As a female Projector ( HD – literally designed for wisdom and guidance) and a devoted traveller and observer of nature – this truth has been guiding me for years.
When I approached the menopause I was much earlier than my peers and it felt liberating. I chose to approach it like the killer whales and see as my evolution in my leadership and contribution to humanity.
The world is evolving. Human consciousness is evolving. Leadership must therefore evolve too. And acceptance that true leadership is not about posturing.
For myself I am hopeful that the wisdom we have as women and as our unique Human Designs will finally be valued for not just survival but thriving in a new world that is unfolding.
Nature has always held the keys – & design — just as De Vinci knew …
I very much enjoyed your article. It gave me pause for thought.

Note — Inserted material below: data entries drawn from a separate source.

PR #1013, opened 2026-03-30
Add session max-duration expiration and queue persistence on session end

marcodejongh:
## Summary
This PR implements automatic session expiration after a maximum duration (6 hours by default) and preserves user queue data when sessions expire, allowing users to continue with their climbs in solo mode.

### Backend
- **Session max-duration auto-end job**: Added a new periodic job (runs every 5 minutes) that automatically ends sessions exceeding `SESSION_MAX_DURATION_MINUTES` (default 360 minutes/6 hours)
  - Queries for non-permanent sessions that haven't ended and are older than the threshold
  - Uses `COALESCE(startedAt, createdAt)` to handle cases where `startedAt` is null
  - Publishes `SessionEnded` event with reason before ending the session
  - Implements retry logic with failure tracking (max 3 retries per session)
  - Added `ne(sessions.status, 'ended')` condition to avoid re-processing already-ended sessions

### Frontend
- **Queue persistence on session end**: When a `SessionEnded` event is received, the current queue and climb data are saved to IndexedDB via `saveQueueState()`
  - Only saves if queue has items or there's a current climb (guards against saving empty state)
  - Removes the active session preference so the app treats it as a local (solo) queue on next mount
  - Gracefully handles save failures with error logging

### Testing
- **Backend tests** (`session-expiration.test.ts`): Comprehensive test suite verifying the expiration query logic
  - Sessions older than 6 hours are correctly identified
  - Young sessions are not expired
  - Permanent sessions are excluded from expiration
  - Already-ended sessions are not re-expired
  - `createdAt` fallback works when `startedAt` is null
  - Both active and inactive expired sessions are found

- **Frontend tests** (`session-expiration-queue-save.test.tsx`): Tests verifying queue preservation flow
  - Queue is saved to IndexedDB when session expires
  - Queue is restored as local queue on next mount
  - `getMostRecentQueue()` retrieves saved queues
  - Empty queues are not saved

## Implementation Details
- The max-duration job runs in the same 5-minute interval as the inactivity auto-end job
- Separate failure tracking maps for inactivity vs. max-duration expiration
- Session end event is published before `roomManager.endSession()` to ensure connected clients receive it while still subscribed
- Queue storage uses the board path as the key, allowing restoration of the exact board context

https://claude.ai/code/session_01LZvSodXLygKq4KhVBxQD1Q

### DIFF
--- a/packages/backend/src/__tests__/session-expiration.test.ts
+++ b/packages/backend/src/__tests__/session-expiration.test.ts
@@ -1,0 +1,249 @@
+import { describe, it, expect, beforeEach, afterEach, vi } from 'vitest';
+import { v4 as uuidv4 } from 'uuid';
+import { roomManager } from '../services/room-manager';
+import { db } from '../db/client';
+import { sessions } from '../db/schema';
+import { eq, and, ne, lt, isNull } from 'drizzle-orm';
+import { sql } from 'drizzle-orm';
+import { createMockRedis, type MockRedis } from './helpers/mock-redis';
+
+// Helper function to register a client before joining
+const registerAndJoinSession = async (
+  clientId: string,
+  sessionId: string,
+  boardPath: string,
+  username?: string
+) => {
+  await roomManager.registerClient(clientId);
+  return roomManager.joinSession(clientId, sessionId, boardPath, username);
+};
+
+describe('Session Expiration - Max Duration', () => {
+  let mockRedis: MockRedis;
+
+  beforeEach(async () => {
+    mockRedis = createMockRedis();
+    roomManager.reset();
+    await roomManager.initialize(mockRedis);
+  });
+
+  afterEach(() => {
+    vi.clearAllTimers();
+  });
+
+  it('should find sessions older than 6 hours with the expiration query', async () => {
+    const sessionId = uuidv4();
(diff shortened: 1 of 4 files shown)


marcodejongh:
Too divergent from main to rebase mechanically. This branch forks at PR #1007 (2026-03-30) and the session subsystem was restructured since: the inline `autoEndInterval` block in `packages/backend/src/server.ts` that this PR patched was extracted out of `server.ts` (main no longer touches the `sessions` table there; inactivity logic now lives in `endStaleInactiveSessions()` in `session-discovery.ts`), and `use-session-lifecycle.ts` grew 592→905 lines with the `SessionEnded` case refactored into a new `useQueueStorage`/`fetchAutoFinishedSummary` model that replaced this PR’s standalone `app/lib/queue-storage-db.ts`. `git rebase origin/main` conflicts across both core files on the relocated feature surface — reaching green needs a fresh implementation, not conflict resolution.

The 6-hour cap is still not in main (no `SESSION_MAX_DURATION_MINUTES`, no max-duration job), so the intent is captured in https://github.com/boardsesh/boardsesh/issues/2653 for a fresh implementation. Branch `claude/session-expiration-queue-persistence-soHbo` preserved.

PR #1050, opened 2026-03-31
Fix AbortError unhandled rejection on board list page (iOS Safari)

marcodejongh:
IndexedDB transactions abort during page navigation on iOS Safari, causing unhandled promise rejections from the idb library's internal transaction promises. Three fixes:

1. Use explicit transactions (db.transaction + await tx.done) in user-preferences-db so transaction abort rejections are caught by the try/catch instead of floating unhandled.

2. Reset cached dbPromise on failure in idb-helper and recent-searches-storage so a transient error doesn't permanently break all IDB operations for the page session.

3. Suppress console.error for AbortError (benign navigation artifact) and add missing .catch() in climbs-list preference loading.

https://claude.ai/code/session_01KeUXkjSf897TuAhKAoxxYU

### DIFF
--- a/packages/web/app/components/board-page/climbs-list.tsx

In these turbulent times, I am going to be evaluating leadership differently now.
Hello Vishen, what a beautiful tribute to age-old feminine wisdom and sacred stewardship. Thank you. And I would humbly ask you to look at my Fiona Warner Hypnotherapy practise, because this is my angle completely – nourishing your Emotional Mycelium with my wisdom and gentle guiding of your phenomenal mind- being a mother and grandmother who has lived and worked across many different countries. Keep advocating for the matriarchy, many thanks xxx
https://fionawarnerhypnotherapy.co.uk
This is profound! This needs to be seen by the world. Age and menopause is not a decline.